The next—and most substantial—section of the address was devoted to infrastructure and regional policy, but here Putin put the onus on the government. A source close to the cabinet says that the president effectively read out the plan for Russia’s strategic development through 2030: a document that the government is due to finish work on by the summer. That’s below the presidential paygrade, as Putin’s spokesman Dmitry Peskov likes to say.
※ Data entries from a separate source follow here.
PR #1733, opened 2026-07-28
Bootstrap/remove jquery

### LINKED ISSUE #1278: Replace Bootstrap plugins
We use several Bootstrap 3 plugins. It'd be nice to remove them, for a few reasons:

- The plugins require jQuery, which is one of our heaviest dependencies. We have removed all other uses of jQuery.
- The plugins don't always play well with Vue. For example, our `Popover` component has significant limitations due to its use of the Bootstrap popover plugin.
- Bootstrap 3 has reached EOL. I doubt that it'd be simple to migrate to Bootstrap 4 or 5. We also don't really want to continue using Bootstrap from a design perspective.

These are the Bootstrap plugins that we currently use:

- [ ] `collapse`
  - This is just needed for the `Navbar` component I think.
  - Possibly it won't be needed anymore once we implement getodk/central#777
- [ ] `popover` + `tooltip`
  - These are needed for the `Popover` component.
  - We use Floating UI for our tooltips, and I'd like to replace these plugins with Floating UI.
- [ ] `modal`
  - This is needed for the `Modal` component.
  - I doubt this plugin is doing that much, so I think we should just implement the modal functionality ourselves. Our `Modal` component does a lot beyond what the plugin does, so I think it'd be better if we could control everything related to it rather than using an external component.
- [ ] `dropdown`
  - Unlike some of the other plugins, this isn't used in a single generic component. Instead, it's used throughout Frontend, mostly via `data` attributes.
  - I think the main thing that the plugin's doing is positioning the dropdown menu once the dropdown has been opened. We could probably use Floating UI for that.
- [ ] `transition`
  - This is imported, but I'm actually not sure that we use it for anything.

sadiqkhoja:
Closes https://github.com/getodk/central/issues/1278

All tests pass. Manual smoke testing.

Just removal of jquery

None

No


apps/central/package.json
```diff
@@ -18,7 +18,6 @@
     "bootstrap": "~3",
     "dompurify": "^3.4.11",
     "flatpickr": "~4.6",
-    "jquery": "~3",
```
sadiqkhoja, line 21: update the package.lock.json

matthew-white (approved):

The third part of the speech was devoted to Putin’s main interest—geopolitics—yet it was also the shortest. The reason isn’t just that Russian society is tired of foreign policy, according to all the polls. The president is increasingly unwilling to discuss his foreign policy plans and decisions in public. Everything that is truly important to Putin becomes a series of clandestine special ops.
Instead of unveiling the real agenda, the speeches are used to show the public mock-ups that create the necessary perceptions. A sting operation by the intelligence agencies against members of the Belarusian opposition becomes, in Putin’s telling of it, a dangerous coup against his Belarusian counterpart—and organized by the West to boot. Meanwhile, what’s really going on with Belarus goes unseen: despite heightened expectations of his summit with his Belarusian counterpart Alexander Lukashenko the very next day after his address, Putin revealed nothing.
Meanwhile, the key issue of Russia’s confrontation with the West was reduced to a geopolitical interpretation of Rudyard Kipling’s Jungle Book, with “all sorts of petty Tabaquis” (the name of the obsequious jackal in the story—a reference to Russia’s critics abroad) “howling along to please their master”—the United States, or in this reimagining, Shere Khan, the wicked and dangerous tiger. This is the level at which the president is prepared to discuss the real agenda with his voters.
Putin was even less willing to talk about another important and widely discussed topic: the opposition. Neither the issue of the imprisoned opposition leader Alexei Navalny’s health (he is believed to be dangerously ill following a lengthy hunger strike), nor discussion of that issue in the West, open letters in support of Navalny from diverse public figures (including Nobel laureates), the hardline crushing of protests, or plans to categorize the non-system opposition as extremist got a look-in in Putin’s address.
Indeed, the Kremlin wants to distance itself entirely from the non-system opposition. A day before the state of the nation address, Peskov said he would no longer be answering questions about Navalny, citing a lack of information, and added that all questions should be directed to the Federal Penitentiary Service instead.
Consequently, the communication channels between the president and society are shrinking further and further. Some events are too important for the president to discuss seriously with the public, so discussion is substituted with simplified images from a children’s book. Other issues are, on the contrary, uninteresting or unpleasant for the president, so they aren’t discussed either, no matter how big those issues might be.
The end result of this is that Putin is removing himself from the current reality—which will increasingly be determined by outside factors—and leaving himself with fewer and fewer opportunities to show that he is up to the job of dealing with it.